• Data excerpts
PR #3546, opened 2022-12-05
fix image allow list alert reactivity

### LINKED ISSUE #3534: Message of Image Allow list should disappear if Image Allow List is disabled
### Problem Description

 The message `The image name needs to match one of the patterns defined in the Allowed Images preference tab.` is always displayed in the Images tab, even when Image Allow List is disabled.

### Proposed Solution

Message of Image Allow list should disappear if Image Allow List is disabled, as user can pull any image.

### Additional Information

Screen Shot 2022-12-02 at 5 38 18 PM

torchiaf:
Fixes #3534

### DIFF
--- a/pkg/rancher-desktop/pages/images/add.vue
+++ b/pkg/rancher-desktop/pages/images/add.vue
@@ -55,6 +55,7 @@ export default {
       imageToPull:                      '',
       imageOutputCuller:                null,
       showOutput:                       false,
+      allowedImagesEnabled:             null,
     };
   },
   async fetch() {
@@ -71,11 +72,9 @@ export default {
       return this.currentCommand;
     },
     allowedImagesAlert() {
-      if (this.activeTab === 'pull' && this.preferences.containerEngine.imageAllowList.enabled) {
-        return this.t('allowedImages.alert');
-      }
+      const enabled = this.allowedImagesEnabled ?? this.preferences.containerEngine.imageAllowList.enabled;
 
-      return '';
+      return this.activeTab === 'pull' && enabled ? this.t('allowedImages.alert') : '';
     },
   },
   mounted() {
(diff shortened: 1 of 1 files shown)


pkg/rancher-desktop/pages/images/add.vue
```diff
@@ -55,6 +55,7 @@ export default {
       imageToPull:                      '',
       imageOutputCuller:                null,
       showOutput:                       false,
+      allowedImagesEnabled:             null,
```
ericpromislow, line 58: This should be initialized to `false` because it comes from a boolean value. I don't think we need to later distinguish an unset value from `false` (although if we do, there should be a comment explaining why this needs to be tri-state (`true`, `false`, or `null`).

ericpromislow (changes requested):
Can we simplify the way the `imageAllowList` pref is calculated?

pkg/rancher-desktop/pages/images/add.vue
torchiaf: `allowedImagesEnabled: null` is used in combination with `settings-update` messages to determine if the allowList is enabled:
```
const enabled = this.allowedImagesEnabled ?? this.preferences.containerEngine.imageAllowList.enabled;
```
- When the component is rendered, enabled variable is equal to `this.preferences.containerEngine.imageAllowList.enabled`
- When the settings are updated by the user, the `allowedImagesEnabled` is used because it will be always `true` or `false`

So, I am using the store to get the first value and the `settings-update` events to update the variable when the preferences changes.
Agree with you, even if we already have the first value in memory, this could be a bit confusing by code perspective, so using `once('settings-read')` to determine the first value would work fine.

pkg/rancher-desktop/pages/images/add.vue
```diff
@@ -124,6 +121,9 @@ export default {
     toggleOutput(val) {
       this.showOutput = val;
     },
+    enableAllowedImages(settings) {
```
ericpromislow, line 124: Please rename to `updateAllowedImagesSetting`

PR #3549, opened 2022-12-05
Add height to header-middle div

### LINKED ISSUE #3544: "All Images" checkbox misaligned with filter box
When using the Moby container engine, the Image page header does not include the "Namespace" selector, but just the "All Images" checkbox, plus the filter entry field. These are not properly aligned:

Screen Shot 2022-12-05 at 1 22 45 AM

rak-phillip:
This fixes an alignment issue with the "All Images" checkbox. This was only an issue when the moby container runtime was active because there's not namespaces dropdown to fill the empty space. 

This also adds another pixel to the bottom margin of the checkbox so that its label better aligns with the content of the adjacent elements.

closes #3544

### DIFF
--- a/pkg/rancher-desktop/components/Images.vue
+++ b/pkg/rancher-desktop/components/Images.vue
@@ -401,10 +401,11 @@ export default {
     display: flex;
     align-items: flex-end;
     gap: 1rem;
+    height: 100%;
   }
 
   .all-images {
-    margin-bottom: 11px;
+    margin-bottom: 12px;
   }
 
   .imagesTable::v-deep .search-box {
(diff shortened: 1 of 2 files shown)


jandubois (dismissed):
LGTM

jandubois:
I just noticed that the Port Forwarding page has the same issue:

Screen Shot 2022-12-05 at 1 20 20 PM

@rak-phillip Can you add a fix for that as well (either here, on in another PR)?

rak-phillip:
@jandubois good catch, this has been fixed.

jandubois (approved):
LGTM

PR #3552, opened 2022-12-05
WiX: Fix upgrade install of per-user installs.

### LINKED ISSUE #3533: WiX: Upgrades for per-user install not working
### Actual Behavior

When we have been installed per-user, re-installation (with a new product code) does not detect the previous installation correctly.

### Steps to Reproduce

(For each installation in the steps below, a new MSI installer is required — built using `npm run wix` against the same sources.)

1. Install RD using the MSI installer, as a per-user installation.
2. Install RD again, as a per-user installation.
3. Check the add/remove programs control panel.

### Result

The second installation flow behaves as if it was a fresh installation; after installation, Rancher Desktop is listed multiple times in add/remove programs.

### Expected Behavior

There should be one instance of Rancher Desktop listed in add/remove programs.

### Additional Information

This only happens with normal installation; `msiexec /passive` (i.e. what the updater does) appears to work correctly.  In fact, it removed multiple old installations of Rancher Desktop.

This is probably happening because the UI initially runs as if we're doing a per-machine installation, so MSI refused to detect the old installs.

### Rancher Desktop Version

1.6.0-468-g9040db77

N/A

containerd (nerdctl)

Windows

Windows 11 Pro 21H2 (Build 22000.1281)

x64

None

### Windows User Only

N/A

mook-as:
When we run the installer with full UI (i.e. the default mode), we are initially set up as if we're going to do a per-machine installation, and then this gets changed as the user steps through the dialogs.  This means that when it initially runs the `FindRelatedProducts` step (looking for old installations to upgrade from), this happens in the per-machine context, and will skip over per-user installations.  If the user chooses a per-user installation, this eventually leads to us not uninstalling the previous installation before installing a major upgrade (in our case, this means any other build).

Fix this by manually running `FindRelatedProducts` from the UI, once the final confirmation before installation happens, after we have fixed up the `ALLUSERS` / `MSIINSTALLPERUSER` properties to be a per-user installation.  At that point the engine will pick up the previous per-user install and therefore uninstall the previous installation before installing the new build.

This PR also moves setting the per-machine/per-user properties at the same place (after the user confirms installation) rather than where it was previously (right after the scope selection dialog).  This is to fix an issue where if the user chooses per-machine, move forward, then back again, the UI gets confused (because the properties no longer exactly match one of the expected values) and loses the selection.  We also now explicitly add ordering to all the steps we do at install confirmation; it was previously using implicit ordering (based on the position in the XML file).

Additionally, this moves uninstalling the previous version to just after `InstallInitialize` (as opposed to just before, where it used to be), so that it will roll back correctly on failure.

Fixes #3533.

### DIFF
--- a/build/wix/scope.wxs
+++ b/build/wix/scope.wxs
@@ -43,12 +43,7 @@
         </Control>
         <Control Id="Next" Type="PushButton" Default="yes" Text="!(loc.WixUINext)"
           X="236" Y="243" Width="56" Height="17">
-          <Publish Order="1" Property="MSIINSTALLPERUSER" Value="{}">MSIINSTALLPERUSER = 0</Publish>
-          <Publish Order="2" Property="ALLUSERS" Value="{}">MSIINSTALLPERUSER</Publish>
-          <Publish Order="3" Property="ALLUSERS" Value="1">
-            <![CDATA[MSIINSTALLPERUSER <> 1]]>
-          </Publish>
-          <Publish Order="4" Event="NewDialog" Value="RDVerifyReadyDlg">1</Publish>
+          <Publish Order="1" Event="NewDialog" Value="RDVerifyReadyDlg">1</Publish>
         </Control>
         <Control Id="Cancel" Type="PushButton" X="304" Y="243" Width="56" Height="17" Cancel="yes" Text="!(loc.WixUICancel)">
           <Publish Event="SpawnDialog" Value="CancelDlg">1</Publish>
--- a/build/wix/main.wxs
+++ b/build/wix/main.wxs
@@ -20,7 +20,8 @@
     </Condition>
     <MajorUpgrade
       AllowSameVersionUpgrades="yes"
-      DowngradeErrorMessage='A newer version of [ProductName] is already installed.' />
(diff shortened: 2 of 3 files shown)


build/wix/scope.wxs
```diff
@@ -43,12 +43,7 @@
         </Control>
         <Control Id="Next" Type="PushButton" Default="yes" Text="!(loc.WixUINext)"
           X="236" Y="243" Width="56" Height="17">
-          <Publish Order="1" Property="MSIINSTALLPERUSER" Value="{}">MSIINSTALLPERUSER = 0</Publish>
-          <Publish Order="2" Property="ALLUSERS" Value="{}">MSIINSTALLPERUSER</Publish>
-          <Publish Order="3" Property="ALLUSERS" Value="1">
-            <![CDATA[MSIINSTALLPERUSER <> 1]]>
-          </Publish>
-          <Publish Order="4" Event="NewDialog" Value="RDVerifyReadyDlg">1</Publish>
+          <Publish Order="1" Event="NewDialog" Value="RDVerifyReadyDlg">1</Publish>
```
Nino-K, line 46: Does it still need an order property, even if it's a single item in the control?

Nino-K (approved):
LGTM.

• Problem
Your answer should reproduce each line of the listing that holds the word "false".

• Task solution
       showOutput:                       false,
       showOutput:                       false,
ericpromislow, line 58: This should be initialized to `false` because it comes from a boolean value. I don't think we need to later distinguish an unset value from `false` (although if we do, there should be a comment explaining why this needs to be tri-state (`true`, `false`, or `null`).
- When the settings are updated by the user, the `allowedImagesEnabled` is used because it will be always `true` or `false`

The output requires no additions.